▸ Work required: Could you copy every line of the data that contains "List"?
===== Exercise data =====
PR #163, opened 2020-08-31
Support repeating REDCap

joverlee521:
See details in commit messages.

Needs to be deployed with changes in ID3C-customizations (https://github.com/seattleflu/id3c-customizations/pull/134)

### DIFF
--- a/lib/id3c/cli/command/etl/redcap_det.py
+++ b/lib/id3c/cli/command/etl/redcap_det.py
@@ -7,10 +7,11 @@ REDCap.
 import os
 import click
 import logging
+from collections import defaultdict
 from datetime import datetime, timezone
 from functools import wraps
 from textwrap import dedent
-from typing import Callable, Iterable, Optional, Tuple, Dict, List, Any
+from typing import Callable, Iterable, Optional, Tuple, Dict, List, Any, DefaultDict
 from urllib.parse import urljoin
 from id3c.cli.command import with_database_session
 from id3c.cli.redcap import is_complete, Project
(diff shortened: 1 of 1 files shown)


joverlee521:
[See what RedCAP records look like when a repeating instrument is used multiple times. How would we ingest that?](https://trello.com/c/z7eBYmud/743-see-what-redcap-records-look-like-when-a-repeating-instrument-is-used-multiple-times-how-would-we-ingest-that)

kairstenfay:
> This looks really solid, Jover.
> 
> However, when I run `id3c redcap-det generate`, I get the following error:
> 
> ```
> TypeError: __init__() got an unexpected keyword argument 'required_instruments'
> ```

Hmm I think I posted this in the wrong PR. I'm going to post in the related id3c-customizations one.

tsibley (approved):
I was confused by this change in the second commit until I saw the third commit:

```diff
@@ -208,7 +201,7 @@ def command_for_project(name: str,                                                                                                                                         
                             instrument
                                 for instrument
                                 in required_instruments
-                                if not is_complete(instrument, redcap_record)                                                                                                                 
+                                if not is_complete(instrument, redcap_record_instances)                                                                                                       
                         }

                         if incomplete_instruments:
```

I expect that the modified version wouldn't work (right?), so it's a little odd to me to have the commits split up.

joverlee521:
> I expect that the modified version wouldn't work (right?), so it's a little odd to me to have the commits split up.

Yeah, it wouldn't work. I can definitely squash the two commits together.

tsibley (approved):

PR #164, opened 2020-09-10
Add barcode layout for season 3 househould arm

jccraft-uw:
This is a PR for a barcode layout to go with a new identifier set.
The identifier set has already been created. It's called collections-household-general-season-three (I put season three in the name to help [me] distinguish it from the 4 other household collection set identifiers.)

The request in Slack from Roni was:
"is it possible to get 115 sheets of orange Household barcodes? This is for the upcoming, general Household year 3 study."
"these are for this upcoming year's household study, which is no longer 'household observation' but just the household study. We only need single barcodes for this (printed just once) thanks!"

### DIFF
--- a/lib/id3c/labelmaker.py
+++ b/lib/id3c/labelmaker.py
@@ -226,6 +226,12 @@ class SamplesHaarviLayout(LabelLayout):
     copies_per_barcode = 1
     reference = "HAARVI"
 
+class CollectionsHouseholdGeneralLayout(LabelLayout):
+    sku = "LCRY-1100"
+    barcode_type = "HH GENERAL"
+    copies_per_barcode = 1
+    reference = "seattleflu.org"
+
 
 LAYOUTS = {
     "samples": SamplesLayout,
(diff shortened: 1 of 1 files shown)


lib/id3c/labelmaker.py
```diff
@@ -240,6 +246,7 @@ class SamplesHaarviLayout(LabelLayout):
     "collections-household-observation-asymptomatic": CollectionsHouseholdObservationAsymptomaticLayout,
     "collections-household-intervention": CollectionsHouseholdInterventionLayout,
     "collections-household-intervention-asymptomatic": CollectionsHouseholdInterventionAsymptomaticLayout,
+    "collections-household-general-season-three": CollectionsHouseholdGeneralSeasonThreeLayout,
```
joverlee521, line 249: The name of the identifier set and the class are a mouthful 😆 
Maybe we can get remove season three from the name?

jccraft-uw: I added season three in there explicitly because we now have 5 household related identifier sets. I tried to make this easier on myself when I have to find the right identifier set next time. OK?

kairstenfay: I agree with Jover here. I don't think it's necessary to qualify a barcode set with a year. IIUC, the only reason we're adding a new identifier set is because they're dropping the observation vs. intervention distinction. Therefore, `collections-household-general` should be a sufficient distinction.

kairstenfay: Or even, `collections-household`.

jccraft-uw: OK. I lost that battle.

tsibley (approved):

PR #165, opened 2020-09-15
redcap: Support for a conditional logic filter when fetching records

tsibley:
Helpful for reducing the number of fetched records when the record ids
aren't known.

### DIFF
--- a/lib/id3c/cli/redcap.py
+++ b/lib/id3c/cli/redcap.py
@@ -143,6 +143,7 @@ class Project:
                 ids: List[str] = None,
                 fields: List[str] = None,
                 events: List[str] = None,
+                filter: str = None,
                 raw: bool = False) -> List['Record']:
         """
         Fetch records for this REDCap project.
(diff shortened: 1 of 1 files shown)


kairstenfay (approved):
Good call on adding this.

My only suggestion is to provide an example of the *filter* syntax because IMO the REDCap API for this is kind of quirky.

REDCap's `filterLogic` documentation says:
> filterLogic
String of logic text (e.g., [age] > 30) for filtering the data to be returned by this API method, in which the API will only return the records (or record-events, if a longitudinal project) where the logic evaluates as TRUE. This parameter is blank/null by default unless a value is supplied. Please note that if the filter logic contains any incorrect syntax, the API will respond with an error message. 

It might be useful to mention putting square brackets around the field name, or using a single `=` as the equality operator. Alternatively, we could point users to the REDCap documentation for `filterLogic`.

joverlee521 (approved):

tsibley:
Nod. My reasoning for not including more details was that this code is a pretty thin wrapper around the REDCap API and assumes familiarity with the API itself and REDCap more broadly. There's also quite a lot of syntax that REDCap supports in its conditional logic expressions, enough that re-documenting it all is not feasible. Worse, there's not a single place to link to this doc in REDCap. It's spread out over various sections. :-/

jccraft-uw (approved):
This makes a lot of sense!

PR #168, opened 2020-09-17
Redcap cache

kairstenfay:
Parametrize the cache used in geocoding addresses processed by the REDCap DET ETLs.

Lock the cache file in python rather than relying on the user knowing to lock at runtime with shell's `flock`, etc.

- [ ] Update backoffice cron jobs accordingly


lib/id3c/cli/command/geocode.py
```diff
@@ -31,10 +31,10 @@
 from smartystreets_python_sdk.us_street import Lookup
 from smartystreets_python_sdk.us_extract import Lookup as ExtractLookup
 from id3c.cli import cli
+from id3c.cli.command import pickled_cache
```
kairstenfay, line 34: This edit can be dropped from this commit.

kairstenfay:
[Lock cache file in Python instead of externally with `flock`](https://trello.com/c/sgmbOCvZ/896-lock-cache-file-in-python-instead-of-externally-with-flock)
=====
▸ Solution below:
-from typing import Callable, Iterable, Optional, Tuple, Dict, List, Any
+from typing import Callable, Iterable, Optional, Tuple, Dict, List, Any, DefaultDict
                 ids: List[str] = None,
                 fields: List[str] = None,
                 events: List[str] = None,
                 raw: bool = False) -> List['Record']:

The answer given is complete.